# Please help



## kim (Jun 6, 2012)

hi all please help me some nasty woman came up to me today and asked what mojo was when i told her he was a lg chi she said me might be a cross but hes not a pure bred very upsetting as i have paperwork for him and he looks like any other chi xx x just to put my mind at ease will you look at pics of him and let me know xxxxxxx


----------



## LaceyGirl (Jan 10, 2012)

Lacey comes from champion long-coated chihuahua bloodlines and there is no chance of her being a mix. Yet, whenever we are in public, someone never fails to come up and INSIST she is a cross between a papillion and a chihuahua. I know how frustrating that can be!
If you post pictures of Mojo somewhere, I'm sure the wonderful members on this board will be able to assist you. Even if he *is* a mix, you wouldn't love him any less, right?  Random people in the street don't necessarily know breeds of dogs; they just go by what they know, which usually isn't very much. Relax, hun!


----------



## kim (Jun 6, 2012)

i wouldnt hun i love him to bits xxxxxx i have a album in my profile xx it just hurt that instead of just saying hi or just not saying anything she just had to say something nasty xxxx some people huh xxxxx


----------



## pupluv168 (Mar 7, 2012)

Many people are not familiar with long coat Chis. When we went to get Rocky, my mom and sister didn't even know that they could come with long coats! Maybe people just don't know that they can have long coats. I wouldn't worry, but if it will put your mind at east post some pics and I'm sure we could tell you.


----------



## carrieandcricket (Dec 6, 2011)

Don't worry about what other people have to say. My mom has a twelve lb chi, and her vet has assured her that he is a full blood, there are still people who don't believe that he is. They insist he is a mix. You know, and so does the papers you have on him. I know it hurts, but sometimes its just best to smile and nod, all the while your thinking "stupid lady doesn't know what she's talking about".


----------



## MiniGrace (Oct 31, 2011)

Looks like a chi to me and he is beautiful! Some people are just rude and some are just ignorant. Don't let her upset you!


----------



## kim (Jun 6, 2012)

i did i politely said thank you for the interest enjoy your jack Russell and it was a Yorkshire terrier lol i know i shouldn't have but arrhhh lo
View attachment 7402
l


----------



## kim (Jun 6, 2012)

thank you hunny xxxxxx


----------



## kim (Jun 6, 2012)

View attachment 7403


xxxxxx


----------



## missydawn (May 29, 2012)

Looks just like a full blooded one to me!Some people are just so negative!If it will make you feel better,your babys picture looks identical to my Maggies as a baby.Now look at Maggies pic as an adult.You have nothing to worry about


----------



## pupluv168 (Mar 7, 2012)

Looks like a Chi  

And a cute one at that!!


----------



## kim (Jun 6, 2012)

thank you hun xx


----------



## LaceyGirl (Jan 10, 2012)

He's so FLUFFY! Ahhh!
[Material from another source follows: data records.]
PR #3767, opened 2026-04-02
transfer ocs-tls config to noobaa

leelavg:
overall flow:
user creates a TLSProfile CR in the operator namespace
storagecluster watches the CR and transfers the config to Noobaa CR during reconciliation
if either the selector or the CR is not found the config is removed from the operands


nb-ohad:
@BlaineEXE The OCP APIs are too limiting to our needs. We defined our own DF layer apis that allow the configurability range and agility we need. The expected behavior is that DF layer will act as a translator to apply the desired state in this new API to the different DF/OCS component through APIs that they defined for their upstream project. If a component want to support the DF API directly I will not oppose it as some components (e.g. console plugin) are DF specific anyways

api/go.mod
```diff
@@ -122,6 +125,8 @@ require (
 	sigs.k8s.io/yaml v1.6.0 // indirect
 )
 
+replace github.com/noobaa/noobaa-operator/v5 v5.21.0 => github.com/noobaa/noobaa-operator/v5 v5.0.0-20260409182054-d38322829145
```
nb-ohad, line 128: Is there a reason we need to have this replace where it was not there before?

internal/controller/storagecluster/noobaa_system_reconciler.go
```diff
@@ -272,6 +276,65 @@ func (r *StorageClusterReconciler) setNooBaaDesiredState(nb *nbv1.NooBaa, sc *oc
 	isEnabled, rotationSchedule := util.GetKeyRotationSpec(sc)
 	nb.Spec.Security.KeyManagementService.EnableKeyRotation = isEnabled
 	nb.Spec.Security.KeyManagementService.Schedule = rotationSchedule
+
+	tlsProfile := &ocstlsv1.TLSProfile{}
+	tlsProfile.Name = defaults.TLSProfileName
+	tlsProfile.Namespace = r.OperatorNamespace
+	if err := r.Get(r.ctx, client.ObjectKeyFromObject(tlsProfile), tlsProfile); client.IgnoreNotFound(err) != nil {
```
nb-ohad: It make zero sense to load the profile here. This same profile is also needed for other parts of the storage cluster reconcile, as such i would suggest to load it in the main reconcile code (where we load the storage cluster) then pass it into the specific reconcilers that needs it

internal/controller/storagecluster/noobaa_system_reconciler.go
```diff
@@ -272,6 +276,65 @@ func (r *StorageClusterReconciler) setNooBaaDesiredState(nb *nbv1.NooBaa, sc *oc
...
+		return err
+	} else if tlsProfile.UID == "" {
+		nb.Spec.Security.APIServerSecurity = nil
+		return nil
+	}
+	if cfg, found := ocstlsv1.GetConfigForServer(tlsProfile, "noobaa.io", ""); found {
+		gotls, err := ocstlsv1.ValidateAndGetGoTLSConfig(cfg)
```
nb-ohad: Why do we do the validate and the get as one operation? I would expect that we will have 2 different operations: ValidateTLSConfig(cfg) then error handling then GetGoTLSConfig(cfg)

internal/controller/storagecluster/storagecluster_controller.go
```diff
@@ -332,7 +333,8 @@ func (r *StorageClusterReconciler) SetupWithManager(mgr ctrl.Manager) error {
 		).
 		Watches(&ocsclientv1a1.StorageClient{}, enqueueStorageClusterRequest).
 		// Watch Nodes with OCS label to trigger Blackbox Probe updates
-		Watches(&corev1.Node{}, enqueueStorageClusterRequest, builder.WithPredicates(ocsNodeLabelPredicate))
+		Watches(&corev1.Node{}, enqueueStorageClusterRequest, builder.WithPredicates(ocsNodeLabelPredicate)).
+		Watches(&ocstlsv1.TLSProfile{}, enqueueStorageClusterRequest, builder.WithPredicates(predicate.GenerationChangedPredicate{}))
```
nb-ohad: If the name is known ahead of time, wouldn't it make sense to have a Name predicate?

services/provider/api/go.mod
```diff
@@ -98,5 +99,7 @@ require (
 	sigs.k8s.io/yaml v1.6.0 // indirect
 )
 
+replace github.com/noobaa/noobaa-operator/v5 v5.21.0 => github.com/noobaa/noobaa-operator/v5 v5.0.0-20260409182054-d38322829145
```
nb-ohad, line 102: Same as a previous comment. We didn't need to have a replace in the past, why do we need it now

nb-ohad (changes requested):

api/go.mod
leelavg: yes, the tagged release doesn't contain the api change.

services/provider/api/go.mod
leelavg: yes, the tagged release doesn't contain the api change.

romayalon:
@leelavg 
I created this PR https://github.com/noobaa/noobaa-operator/pull/1891/
inorder to use your new repo as @nb-ohad mentioned it can be useful for us on slack - it should be reviewed and merged today, please take our changes after

internal/controller/storagecluster/noobaa_system_reconciler.go
leelavg: https://github.com/red-hat-storage/ocs-tls-profiles/pull/9

api/go.mod
nb-ohad: Ok, but isn't that a little bit problematic, as we relay on a hush instead of a tagged release?

leelavg: no, out of coincidence we got onto a hash or else we usually pick at a specific commit. the replace here is due to tagged release being 5.21 series and the api on main branch is only tagged at 5.20, either this or I need to follow up with noobaa to get this api backported or tag the main.

nb-ohad: ok, resolving

PR #3791, opened 2026-04-14
fix missing toleration in rook-ceph-rbd-mirror pod

AnikaYadav:
Fix rbd-mirror pods failing to schedule on tainted nodes by using GetPlacement to configure placement from          StorageCluster. Add watch on StorageCluster to keep placement in sync.

### DIFF
--- a/internal/controller/mirroring/mirroring_controller.go
+++ b/internal/controller/mirroring/mirroring_controller.go
@@ -29,6 +29,7 @@ import (
 	"github.com/red-hat-storage/ocs-operator/v4/pkg/util"
 
 	"github.com/go-logr/logr"
+	storageclusterctrl "github.com/red-hat-storage/ocs-operator/v4/internal/controller/storagecluster"
 	rookCephv1 "github.com/rook/rook/pkg/apis/ceph.rook.io/v1"
 	"golang.org/x/exp/maps"
 	corev1 "k8s.io/api/core/v1"
@@ -306,6 +307,12 @@ func (r *MirroringReconciler) reconcileRbdMirror(clientMappingConfig *corev1.Con
 		return true
 	}
 
+	storageCluster, err := util.GetStorageClusterInNamespace(r.ctx, r.Client, clientMappingConfig.Namespace)
+	if err != nil {
+		r.log.Error(err, "failed to get StorageCluster")
+		return true
+	}
+
 	maintenanceModeRequested := len(storageConsumers.Items) >= 1
 
 	if shouldMirror && !maintenanceModeRequested {
@@ -314,6 +321,7 @@ func (r *MirroringReconciler) reconcileRbdMirror(clientMappingConfig *corev1.Con
 				return err
 			}
 			rbdMirror.Spec.Count = 1
+			rbdMirror.Spec.Placement = storageclusterctrl.GetPlacement(storageCluster, "rbd-mirror")
 			return nil
 		})
 		if err != nil {
--- a/internal/controller/mirroring/mirroring_controller.go
+++ b/internal/controller/mirroring/mirroring_controller.go
@@ -42,6 +42,7 @@ import (
 	"sigs.k8s.io/controller-runtime/pkg/builder"
 	"sigs.k8s.io/controller-runtime/pkg/client"
 	"sigs.k8s.io/controller-runtime/pkg/controller/controllerutil"
+	"sigs.k8s.io/controller-runtime/pkg/event"
 	"sigs.k8s.io/controller-runtime/pkg/handler"
 	"sigs.k8s.io/controller-runtime/pkg/log"
 	"sigs.k8s.io/controller-runtime/pkg/predicate"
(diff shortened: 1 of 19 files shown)


internal/controller/mirroring/mirroring_controller.go
```diff
@@ -314,6 +315,7 @@ func (r *MirroringReconciler) reconcileRbdMirror(clientMappingConfig *corev1.Con
 				return err
 			}
 			rbdMirror.Spec.Count = 1
+			rbdMirror.Spec.Placement = defaults.DaemonPlacements["rbd-mirror"]
```
malayparida2000: Call getPlacement func instead of directly using the placement struct
Like
https://github.com/red-hat-storage/ocs-operator/blob/8668ee98fd97e432bfe01a6b6922c621ffb0c8b8/internal/controller/storagecluster/cephnfs.go#L36

internal/controller/mirroring/mirroring_controller_test.go
```diff
@@ -0,0 +1,79 @@
+package mirroring
```
malayparida2000: The unit test addition can be done here https://github.com/red-hat-storage/ocs-operator/blob/8668ee98fd97e432bfe01a6b6922c621ffb0c8b8/internal/controller/storagecluster/placement_test.go#L26, instead of creating the new file here

malayparida2000 (changes requested):

internal/controller/mirroring/mirroring_controller.go
```diff
@@ -315,7 +316,13 @@ func (r *MirroringReconciler) reconcileRbdMirror(clientMappingConfig *corev1.Con
 				return err
 			}
 			rbdMirror.Spec.Count = 1
-			rbdMirror.Spec.Placement = defaults.DaemonPlacements["rbd-mirror"]
+			storageCluster, err := util.GetStorageClusterInNamespace(r.ctx, r.Client, clientMappingConfig.Namespace)
+			if err != nil {
+				r.log.Error(err, "failed to get StorageCluster")
+				return err
```
malayparida2000, line 322: Get the storageCluster CR outside this loop may be at Line 310 , so in future, if required by any other funcs it can be utilized without movement.

internal/controller/mirroring/mirroring_controller.go
```diff
@@ -141,6 +190,11 @@ func (r *MirroringReconciler) SetupWithManager(mgr ctrl.Manager) error {
 			enqueueConfigMapRequest,
 			generationChangePredicate,
 		).
+		Watches(
+			&ocsv1.StorageCluster{},
+			enqueueConfigMapForStorageClusterPlacement,
```
malayparida2000, line 195: Not sure, couldn;t we have used just the enqueueConfigMapRequest why do we need to define a separate enqueueConfigMapForStorageClusterPlacement?

malayparida2000 (changes requested):
Changes are looking fine but the commit structure is a mess.
The first commit .
Seems to be unnecessary [fix missing toleration in rook-ceph-rbd-mirror pod](https://github.com/red-hat-storage/ocs-operator/pull/3791/changes/f57518d0300089bf56279039fb9960471c2db19b)

In the last commit we are removing the uni test file, which I think we should keep.

The commit structure can be of a total of 3 commits.

1. Export getPlacement & its related renaming only.
2. Use GetPlacement for rbd-mirror placement along with the unit test file
3. About adding the watch & predicate to the mirroring controller

internal/controller/mirroring/mirroring_controller.go
```diff
@@ -101,7 +102,26 @@ func (r *MirroringReconciler) SetupWithManager(mgr ctrl.Manager) error {
 			}}
 		},
 	)
-
```
malayparida2000, line 104: keep the space here

internal/controller/mirroring/mirroring_controller.go
```diff
@@ -330,7 +331,11 @@ func (r *MirroringReconciler) reconcileRbdMirror(clientMappingConfig *corev1.Con
 		r.log.Error(err, "failed to list StorageConsumer(s)")
 		return true
 	}
-
```
malayparida2000, line 308: Keep the space here as well

malayparida2000 (changes requested):
@AnikaYadav The commit structure should be progressive in order meaning one change should go on the top of the other.

We can't have [Use GetPlacement for rbd-mirror placement](https://github.com/red-hat-storage/ocs-operator/pull/3791/changes/80b06a4f847c65aadb37d00f981221f33ea875f5)
before [Export getPlacement function to GetPlacement](https://github.com/red-hat-storage/ocs-operator/pull/3791/changes/ef73f3245c5047351871b92695925a7ad48733e9)

As without the export how can the function be used inside a diff package.

The logical ordering of the commits would be
1. Export the func
2. Use the func
3. Add watch & predicate

And along with that in each commit can you please add a bit more details on what's actually being changes or what's the context of the change.

For example in the export commit you could put that it needs to be exported so that it can used by other packages. And other packages need to use it as storageCluster is the only way we allow placement specifications.
Similarly you can add bit more context to each of the commits & the PR desc as a whole also

The changes look fine to me. Do get in touch with the QE member for the original bug & try to get a setup where this fix can be tested.

malayparida2000 (approved):

malayparida2000:
Fixes-https://redhat.atlassian.net/browse/DFBUGS-6129

PR #3792, opened 2026-04-15
util: disable reclaimspace for rbd virt storageclass

black-dragon74:
This patch disables (automated) reclaimspace for virt storageclass to prevent sparsify operations from blacklisting the kRBD clients (VMs).

### DIFF
--- a/pkg/util/storageclasses.go
+++ b/pkg/util/storageclasses.go
@@ -159,7 +159,6 @@ func NewDefaultVirtRbdStorageClass(
 		ObjectMeta: metav1.ObjectMeta{
 			Annotations: map[string]string{
 				"description": "Provides RWO and RWX Block volumes suitable for Virtual Machine disks",
-				"reclaimspace.csiaddons.openshift.io/schedule": "@weekly",
 			},
 			Labels: map[string]string{},
 		},


Rakshith-R (approved):
Virt storageclass is used for RWX block mode PVCs for VMs.

Only RBD sparsify runs for such PVC, which should only be run when PVC is unmounted.

For a RWX PVC, multiple client access is allowed and therefore, there is a risk that a sparsify operation while PVC was unmounted but continues when it get mounted. This has lead to scenario where clients are being randomly blocklisted.

Sparsify releases 4MB of zeroed extent and has little advantage of being run frequently.

Reclaimspace Op will be documented to be run manually as one time job for RWX RBD PVCs while the user making sure it is not mounted at that time.

iamniting (changes requested):
Do you want to remove this annotation from the existing storage classes as well?

if yes we need to make changes here as well. https://github.com/red-hat-storage/ocs-operator/blob/main/internal/controller/storagecluster/external_resources.go#L605

black-dragon74:
>> Do you want to remove this annotation from the existing storage classes as well?

> Nope, this is for the virt StorageClass only :)

I mean the existing virt storage class in the older versions?

black-dragon74:
> I mean the existing virt storage class in the older versions?

@iamniting Ah, my bad. Fixed. Do we need changes in client-op as well or the changes will be auto-reconciled by it due to diff annotations?

iamniting:
> > I mean the existing virt storage class in the older versions?
> 
> @iamniting Ah, my bad. Fixed. Do we need changes in client-op as well or the changes will be auto-reconciled by it due to diff annotations?

These changes are for external cluster. @leelavg Can tell us better about the client.

leelavg:
not sure of the fix @black-dragon74 

external:
you see there is an init section for which the created sc wouldn't be reconciled and the solution isn't full.

internal & remote:
metadata can't be removed to allow users manipulating non-managd meta, so existing annotation would continue to exist.

isn't it possible to have an oc command in the release note to remove this annotation on the cluster plus remove it from code such that they won't get readded by external mode script or client-op.

black-dragon74:
> metadata can't be removed to allow users manipulating non-managd meta, so existing annotation would continue to exist.

An ugly hack would be to set the annotation value as `""`

> isn't it possible to have an oc command in the release note to remove this annotation on the cluster plus remove it from code such that they won't get readded by external mode script or client-op.

Much cleaner, +1. 

I'll update the PR to remove the annotation from code. The release note would include a command to remove the annotation from existing SC.

leelavg:
> An ugly hack would be to set the annotation value as ""
- there was a long thread (around readaffinity) to change the behavior such that removals are actually enforced be it any part of the resources and when that's available we could probably allow removals, however that could involve changing protos, considering upgrades etc and so no ETA yet.

iamniting (approved):

iamniting:
@black-dragon74 pls raise a doc bug.

black-dragon74:
> @black-dragon74 pls raise a doc bug.

I'll create a new bug for 4.22 and 4.21. The plan is to have the removal command in release notes. We don't need a doc bug for that, right?

black-dragon74:
The CI failures are not related to this PR. Triggering it once more.

/test ocs-operator-bundle-e2e-aws

PR #3795, opened 2026-04-16
DFBUGS-6406: [release-4.18] Send OCS Sub channel to clients after validating with PackageManifest

malayparida2000:
A subscription channel change is pushed to the client and can start its upgrade. If the client updates before the provider’s CSV is ready, the provider may treat the client as ahead and set NotUpgradeable, deadlocking the path. Even requiring the provider CSV in Succeeded phase first, leaves a brief window where spec.channel is already updated but installedCSV lags the new graph; we would still advertise a channel the cluster has not fully moved to.
After the CSV is Succeeded, validate the channel by loading the ocs-operator PackageManifest (unstructured) and matching status.installedCSV to an entry in status.channels[].entries[].name for spec.channel—not to currentCSV alone, since the catalog head does not represent every valid patch on the line. That rejects the inconsistent window while still allowing non-tip patch levels. Serialize cached state with a mutex on concurrent provider RPCs;
add RBAC to get ClusterServiceVersions and PackageManifests in the operator namespace.

Backport of https://github.com/red-hat-storage/ocs-operator/pull/3227, https://github.com/red-hat-storage/ocs-operator/pull/3296, https://github.com/red-hat-storage/ocs-operator/pull/3796

### DIFF
--- a/deploy/ocs-operator/manifests/provider-role.yaml
+++ b/deploy/ocs-operator/manifests/provider-role.yaml
@@ -61,6 +61,14 @@ rules:
       - operators.coreos.com
     resources:
       - subscriptions
+      - clusterserviceversions
+    verbs:
+      - get
+      - list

I love him :love5: Looks like a chi to me!
Also, TOO FUNNY about calling her yorkie a JRT. :toothy8:


----------



## missydawn (May 29, 2012)

kim said:


> hi all please help me some nasty woman came up to me today and asked what mojo was when i told her he was a lg chi she said me might be a cross but hes not a pure bred very upsetting as i have paperwork for him and he looks like any other chi xx x just to put my mind at ease will you look at pics of him and let me know xxxxxxx


I just added a picture of Maggie as a baby,hope this helps you


----------



## kim (Jun 6, 2012)

my husband just burst out laughing and she walked off with her nose in the air i couldn't help it lol xx i just looked at the pic so alike xxxxxx hes really fluffy a little cutie pie xxxx


----------



## missydawn (May 29, 2012)

kim said:


> my husband just burst out laughing and she walked off with her nose in the air i couldn't help it lol xx i just looked at the pic so alike xxxxxx hes really fluffy a little cutie pie xxxx


Mojo is beautiful!!


----------



## kim (Jun 6, 2012)

thank you hun xx hes so good sleeps all night xxx not even heard him bark yet xxxxx xx


----------



## missydawn (May 29, 2012)

Thats funny,When we first got Maggie we didnt hear her bark,then finally one day the cutest little sound came out of her mouth!Me and my husband were so happy hearing that,lol


----------



## kim (Jun 6, 2012)

thats what im looking forward to hearing the cute little sound my 3year old asked if he needed new batterys because hes so quiet xxxxx lol


----------



## nabi (Nov 25, 2004)

People have very strange ideas..one time a lady came up to my car ...Bella was sitting on my lap and she was asking about Bellas age etc...then she said " how much does she weigh ?' and I said " 4 lbs 5 ozs " ( she had just been to the vet ) she look astonished and said " that dog weighs at least ten pounds ! " I held Bella up and said..really..you think this little girl weighs ten pds ???? and she said " I certainly do, thats a big chihuahua " you just have to laugh...but I have to say, even after all these years it still sort of irritates me LOL


----------



## kim (Jun 6, 2012)

i think its jealousy with them not happy until they hurt someone's feelings xx


----------



## Tiny (Nov 7, 2011)

It is true, not a lot of people know about long coat chi's, they thnk that they only come in smooth coats. Everytime people come up to me about my little ol penny they always ask me what breed she is and I tell them "Long coat chihuahua" and they have a suprised look on there face and say, is she a mix? she looks like a mix, but im just like, what ever and say "nope, she's pure bred!" and walk away with a smile on my face.


----------



## kim (Jun 6, 2012)

lol il start biting my lip lol xx ive always know long haired chis xxxxx


----------



## missydawn (May 29, 2012)

I agree with that!


----------



## missydawn (May 29, 2012)

Tiny said:


> It is true, not a lot of people know about long coat chi's, they thnk that they only come in smooth coats. Everytime people come up to me about my little ol penny they always ask me what breed she is and I tell them "Long coat chihuahua" and they have a suprised look on there face and say, is she a mix? she looks like a mix, but im just like, what ever and say "nope, she's pure bred!" and walk away with a smile on my face.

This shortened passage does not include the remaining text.